As mentioned above, a still camera system of the present invention, in which when a camera body for use in a still film camera is loaded with a still video back, the focal length information is changed so as to correspond to the image size of the still video back, assuredly provides a suitable condition for the still video photography.

Particularly, the present invention, in which when loaded with a still video back, a flashlight emission angle setting means is controlled corresponding to the image size of the still video back, produces flashlight with a high efficiency and provides an increased flashlight emission angle.

Also, the present invention, in which when loaded with a still video back, selection of a suitable program line in a programmed automatic exposure control mode is performed based on the changed focal length information, eliminates the likelihood that a program line unsuitable to the still video back photography may be selected.

Furthermore, the present invention provides a camera shake warning reference value corresponding to the focal length information of the still video back.

Yet furthermore, the present invention provides a desirable shutter speed for the flashlight photography even when loaded with the still video back and assures an increased fill-in flashlight photography range.

Claims

1. A still camera system comprising a camera body capable of being loaded with a film back or a still video back selectably, focal length dependent means an operational condition of which is set in accordance with focal length information of an objective lens in use, and means for changing the focal length information so as to correspond to the image size of the still video back when said camera body is loaded with the still video back, whereby when loaded with the still video back, the operational condition of said focal length dependent means is set in accordance with changed focal length information.

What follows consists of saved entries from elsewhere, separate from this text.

PR #958, opened 2019-05-11
[WIP]: feat: track nodes that have banned us

### LINKED ISSUE #693: Implement the behavior for #152 disconnect package "banned"
This is an offshoot of #152 and implements the behavior for disconnect package "banned"

* if we're getting the #152 packet for being banned instead of `HELLO` on connection attempt, socket gets closed by peer and we stop connecting to the peer (ban/disable outgoing connections to this node). If peer successfully connects to us again, we delete the in-memory entry.
* if peer doesn't send #152 or `HELLO` packet on connection attempt, cancel and don't attempt to reconnect (peer doesn't follow the protocol) (ban/disable outgoing connections to this node). If peer successfully connects to us again, we delete the in-memory entry.

ImmanuelSegol:
closes #693 

@sangaman This PR will ban and disconnect from a peer if we receive a `DisconnectingPacket` before a `SessionInitPacket`.

The next step for this PR will be persisting the fact that the node has banned us in memory or in the DB, 
personally, I think we should persist it in the DB. What are you're opinions?

### DIFF
--- a/lib/p2p/NodeList.ts
+++ b/lib/p2p/NodeList.ts
@@ -25,7 +25,9 @@ export const reputationEventWeight = {
 
 interface NodeList {
   on(event: 'node.ban', listener: (nodePubKey: string, events: ReputationEvent[]) => void): this;
+  on(event: 'node.unban', listener: (nodePubKey: string) => void): this;
   emit(event: 'node.ban', nodePubKey: string, events: ReputationEvent[]): boolean;
+  emit(event: 'node.unban', nodePubKey: string): boolean;
 }
 
 /** A wrapper class with help methods that represents a list of known nodes. */
@@ -248,6 +250,7 @@ class NodeList extends EventEmitter {
         // If the reputationScore is not below the banThreshold but node.banned
         // is true that means that the node was unbanned
         promises.push(this.setBanned(node, false));
+        this.emit('node.unban', nodePubKey);
       }
 
       promises.push(this.repository.addReputationEvent({ event, nodeId: node.id }));
--- a/lib/p2p/NodeList.ts
+++ b/lib/p2p/NodeList.ts
@@ -204,7 +204,7 @@ class NodeList extends EventEmitter {
         node.lastAddress = lastAddress;
       }
 
-      await node.save();
+      await this.save(node);
       return true;
     }
 
@@ -269,7 +269,7 @@ class NodeList extends EventEmitter {
       const index = node.addresses.findIndex(existingAddress => addressUtils.areEqual(address, existingAddress));
       if (index > -1) {
         node.addresses = [...node.addresses.slice(0, index), ...node.addresses.slice(index + 1)];
-        await node.save();
+        await this.save(node);
         return true;
       }
 
@@ -282,9 +282,14 @@ class NodeList extends EventEmitter {
     return false;
   }
 
+  private save = async (node: NodeInstance) => {
+    await node.save();
+    this.nodes.set(node.nodePubKey, node);
+  }
+
   private setBanned = async (node: NodeInstance, banned: boolean) => {
     node.banned = banned;
-    await node.save();
+    await this.save(node);
   }
 
   private addNode = (node: NodeInstance) => {
--- a/lib/p2p/NodeList.ts
+++ b/lib/p2p/NodeList.ts
@@ -5,7 +5,12 @@ import addressUtils from '../utils/addressUtils';
 import { pubKeyToAlias } from '../utils/aliasUtils';
 import errors from './errors';
 import P2PRepository from './P2PRepository';
-import { Address } from './types';
+import { Address, NodeConnectionInfo } from './types';
+
+type NodeReputation = {
+  reputationScore: number;
+  banned?: boolean;
+};
 
 export const reputationEventWeight = {
   [ReputationEvent.ManualBan]: Number.NEGATIVE_INFINITY,
@@ -74,14 +79,13 @@ class NodeList extends EventEmitter {
   /**
    * Persists whether a node has banned us.
    */
-  public setBannedBy = async (nodePubKey: string, bannedBy = true) => {
+  public setBannedBy = async (nodePubKey: string, bannedBy: boolean) => {
     const node = this.nodes.get(nodePubKey);
     if (!node) {
       throw errors.NODE_NOT_FOUND(nodePubKey);
     }
     node.bannedBy = bannedBy;
-
-    await this.repository.updateBannedBy(nodePubKey, bannedBy);
+    await this.save(node);
   }
 
   /**
@@ -93,10 +97,6 @@ class NodeList extends EventEmitter {
 
   public forEach = (callback: (node: NodeInstance) => void) => {
     this.nodes.forEach(callback);
-  }
-
-  public getNode(nodePubKey: string): NodeInstance | undefined {
-    return this.nodes.get(nodePubKey);
   }
 
   /**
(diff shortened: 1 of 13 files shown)


lib/p2p/Peer.ts
```diff
@@ -839,6 +839,12 @@ class Peer extends EventEmitter {
   }
 
   private handleDisconnecting = (packet: packets.DisconnectingPacket): void  => {
+    if (!this.sessionInitPacket && packet.body && packet.body.reason === DisconnectionReason.Banned) {
+      this.recvDisconnectionReason = packet.body.reason;
+      this.emit('reputation', ReputationEvent.ManualBan);
```
sangaman: I don't think we should use the manual ban event here, I think of that for when we are the ones doing the banning. It would prevent the peer from "unbanning" us in the future, since we will have banned them. Rather, we should be making a note that we have been banned by this peer to prevent us from trying to reconnect to them in the future. We could do this with a new database field in the `nodes` table, which we'd toggle in the code below. We'd also need to make sure to toggle it back off if the peer successfully connects with us again in the future.

lib/p2p/Peer.ts
```diff
@@ -839,6 +839,12 @@ class Peer extends EventEmitter {
   }
 
   private handleDisconnecting = (packet: packets.DisconnectingPacket): void  => {
+    if (!this.sessionInitPacket && packet.body && packet.body.reason === DisconnectionReason.Banned) {
```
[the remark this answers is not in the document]
ImmanuelSegol: The reason is if we don't have the init packet, that means we aren't connected to the node and as @kilrau stated [here](https://github.com/ExchangeUnion/xud/issues/693), we should only mark the node as banning us if we don't get the `init packet` on the connection attempt.

That is what I understood from the issue.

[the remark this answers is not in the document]
sangaman: I think that issue is slightly outdated since we aren't using `Hello` packets any more. In any case, in any case I think we will actually get the session init packet even when we are banned, since that is where we communicate node pub keys to peers, and until they know our pub key they won't know if they've banned us. So I'm pretty sure we don't want this check here, unless there's something else I'm missing here.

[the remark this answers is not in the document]
kilrau: @sangaman is right, the issue description is outdated

sangaman:
@ImmanuelSegol The errors here are not something I've seen before. Could you try merging in the latest from master (it includes some changes to the tests) and see if that resolves the travis failures? If not I'll try to recreate locally.

ImmanuelSegol:
@sangaman The tests are only failing on Travis locally they are fine.

sangaman:
@ImmanuelSegol The tests do fail for me when I pull down the branch and run them locally.

kilrau:
Since it's github's standard, let's make passing travis tests also our standard. Only in very rare occasions travis tests fail due to a travis problem.

rsercano:
It took some time but I figured that the failure of test's cause is disconnect packet's checksum somehow doesn't match with header's. Probably the newly added `peerPubKey` field is related with it.

rsercano:
Tests fixed, should be working now.

lib/p2p/packets/types/DisconnectingPacket.ts
```diff
@@ -6,6 +6,7 @@ import { removeUndefinedProps } from '../../../utils/utils';
 
 export type DisconnectingPacketBody = {
   reason: DisconnectionReason;
+  peerPubKey: string;
```
sangaman: We shouldn't have to add this to the disconnecting packet, particularly since this is a a breaking change. The peer should already know our pub key, and should use the previously known pubkey rather than the value from this packet.

Plus I figure this could introduce some weird vulnerability where a peer sends a disconnecting packet with another node's pub key.

lib/p2p/Peer.ts
```diff
@@ -288,7 +290,7 @@ class Peer extends EventEmitter {
   /**
    * Close a peer by ensuring the socket is destroyed and terminating all timers.
    */
-  public close = async (reason?: DisconnectionReason, reasonPayload?: string): Promise<void> => {
+  public close = async (localPubKey?: string, reason?: DisconnectionReason, reasonPayload?: string): Promise<void> => {
```
sangaman: Likewise we shouldn't need the local pub key for this method.

lib/p2p/Pool.ts
```diff
@@ -829,6 +840,13 @@ class Pool extends EventEmitter {
 
     peer.once('close', () => this.handlePeerClose(peer));
 
+    peer.on('bannedBy', async (nodePubKey: string) => {
+      // set peer as banning us
+      await this.nodes.persistBannedBy(nodePubKey);
+      this.nodes.setBannedBy(nodePubKey);
+      this.logger.info(`Peer: ${nodePubKey} has banned you`);
```
sangaman: I think "has banned us" is more in line with how we log such messages elsewhere.

lib/p2p/P2PRepository.ts
```diff
@@ -37,6 +37,14 @@ class P2PRepository {
   public addNodes = async (nodes: NodeFactory[]) => {
     return this.models.Node.bulkCreate(<NodeAttributes[]>nodes);
   }
+
+  public setBannedBy = async (nodePubKey: string, bannedBy: boolean) => {
```
sangaman: Maybe call this `updateBannedBy` to differentiate from the other `setBannedBy` method?

lib/p2p/Pool.ts
```diff
@@ -514,12 +517,20 @@ class Pool extends EventEmitter {
       // the node is known, update its listening addresses
       await this.nodes.updateAddresses(peer.nodePubKey!, addresses, peer.inbound ? undefined : peer.address);
     }
+
+    // Check if peer has previously banned us if so set `bannedBy` to false
+    const node = await this.repository.getNode(peerPubKey);
```
sangaman: We shouldn't need to read from the db again ideally, as we would already have all nodes in the `NodeList` class and can just get the node from there.

lib/p2p/NodeList.ts
```diff
@@ -40,6 +41,31 @@ class NodeList extends EventEmitter {
     super();
   }
 
+  /**
+   * Set status of peer that bans/unbans and persist in DB
+   */
+  public persistBannedBy = async (nodePubKey: string, bannedBy = true) => {
```
sangaman: I don't think we need both a `persistBannedBy` and a `setBannedBy` method, as we're always calling both of them sequentially. I think it'd be cleaner to just have a `setBannedBy` method that updates both the db and the internal list of nodes that have banned us.

lib/p2p/packets/types/DisconnectingPacket.ts
rsercano: I suppose `expectedNodePubKey` is the peer's pub key ?

rsercano:
implemented @sangaman

lib/p2p/Peer.ts
```diff
@@ -932,6 +934,12 @@ class Peer extends EventEmitter {
   }
 
   private handleDisconnecting = (packet: packets.DisconnectingPacket): void  => {
+    if (packet.body && packet.body.reason === DisconnectionReason.Banned) {
```
sangaman: I think this if statement should be moved within the if statement below. The main problem as I see it is that if we set `this.recvDisconnectionReason` here then we won't enter the next `if` statement and instead go to the `else` where we should penalize the peer. i'm thinking it should look like this:

```javascript
if (!this.recvDisconnectionReason && packet.body && packet.body.reason) {
  this.logger.debug(`received disconnecting packet from ${this.label}:${JSON.stringify(packet.body)}`);
  this.recvDisconnectionReason = packet.body.reason;
  if (packet.body.reason === DisconnectionReason.Banned) {
    // if we are banned by the peer set `bannedBy` in DB.
	const nodePubKey = this._nodePubKey || this.expectedNodePubKey;
	if (nodePubKey) {
	  this.emit('bannedBy', this.expectedNodePubKey!);
	}
  }
} else {
  // protocol violation: packet should be sent once only, with body, with `reason` field
  // TODO: penalize peer
}
```

lib/p2p/Peer.ts
```diff
@@ -932,6 +934,12 @@ class Peer extends EventEmitter {
...
+      this.recvDisconnectionReason = packet.body.reason;
+      // if we are banned by the peer change `bannedBy` in DB.
+      this.emit('bannedBy', this.expectedNodePubKey!);
```
sangaman: We may have established the pub key for the peer (such that we're no longer merely "expecting" it) so this should be: `this._nodePubKey || this.expectedNodePubKey` - I'll update the code snippet above with this.

lib/p2p/packets/types/DisconnectingPacket.ts
sangaman: Or the `_nodePubKey` in cases where a peer bans us after we have connected and initialized the session, I figure.

rsercano:
Thanks Daniel, and I'm sorry it's been a while; for which exact case do we require the test ? @sangaman

sangaman:
The simulation tests are failing with an odd panic error, I'll have to look into it more closely.

```
--- FAIL: TestIntegration (254.56s)

    xud_test.go:70: Running 9 integration tests

    --- PASS: TestIntegration/network_initialization (0.60s)

    --- PASS: TestIntegration/raiden_swap (200.13s)

panic: runtime error: invalid memory address or nil pointer dereference [recovered]

	panic: runtime error: invalid memory address or nil pointer dereference

[signal SIGSEGV: segmentation violation code=0x1 addr=0x50 pc=0xab9c36]

goroutine 13 [running]:

testing.tRunner.func1(0xc0000f6500)

	/home/travis/.gimme/versions/go1.13.linux.amd64/src/testing/testing.go:874 +0x3a3

panic(0xbad960, 0x1405c90)

	/home/travis/.gimme/versions/go1.13.linux.amd64/src/runtime/panic.go:679 +0x1b2

github.com/ExchangeUnion/xud-simulation.TestIntegration(0xc0000f6500)

	/home/travis/build/ExchangeUnion/xud/test/simulation/xud_test.go:114 +0x886

testing.tRunner(0xc0000f6500, 0xe09128)

	/home/travis/.gimme/versions/go1.13.linux.amd64/src/testing/testing.go:909 +0xc9

created by testing.(*T).Run

	/home/travis/.gimme/versions/go1.13.linux.amd64/src/testing/testing.go:960 +0x350

exit status 2

FAIL	github.com/ExchangeUnion/xud-simulation	523.634s
```

sangaman:
@erkarl I put in a db migration framework with a migration for the new `bannedBy` column, you can take a look at it.

I'm still stumped as to why the simulation tests are failing. One thing I tried changing was making it so we can still attempt manual connections to a peer that has banned us, since the simulation tests do a lot of banning then unbanning to simulate disconnects. It didn't resolve the error, but I left it that way in case it would prevent other sim test failures and since I think it's actually desirable to be attempt to connect to peers manually even if they have banned us in the past.

erkarl:
Restarted tests - looks like mostly issues with the simtests.

kilrau:
I think it's time we get this oldie out of the way, wdyt? @sangaman

sangaman:
I'm going to rebase this and see if it plays nicely with existing tests.

erkarl:
Closing due to inactivity.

2. A still camera system according to claim 1 wherein said still camera system includes an electronic flash device capable of changing flashlight emission coverage thereof, and said focal length dependent means is for setting the flashlight emission coverage in accordance with the focal length information.

3. A still camera system according to claim 1 wherein said camera body is operable in a programmed automatic exposure control mode having a plurality of program lines and said focal length dependent means is for selecting one of the program lines in accordance with the focal length information.

4. A still camera system according to claim 1 wherein said camera body includes detection means for detecting whether a shutter speed value to be controlled is slower than a reference shutter speed value likely to cause camera shake and means for warning of camera shake in accordance with the result of said detection means, and said focal length dependent means is for changing the reference shutter speed value in accordance with the focal length information.

5. A still camera system according to claim 1 wherein said still camera system includes an electronic flash device and said camera body includes a focal plane shutter and means for generating a shutter speed value suitable for flashlight photography when said flash device is ready for flashlight emission, and said focal length dependent means is for selecting the shutter speed for flashlight photography in accordance with the focal length information.

6. A camera system comprising: an objective lens;

focal length dependent means, an operational condition of which is set in accordance with focal length information of said objective lens;

an image receiving device on which an image of an object is projected by said objective lens; and

means for changing the focal length information so as to correspond to coverage of image reception to be received on said image receiving device.

7. A camera system according to claim 6, wherein said camera system includes a camera body capable of being loaded with a film back or a still video back selectably and said means for changing changes the focal length information so as to correspond to the image size of said still video back when loaded with said still video back.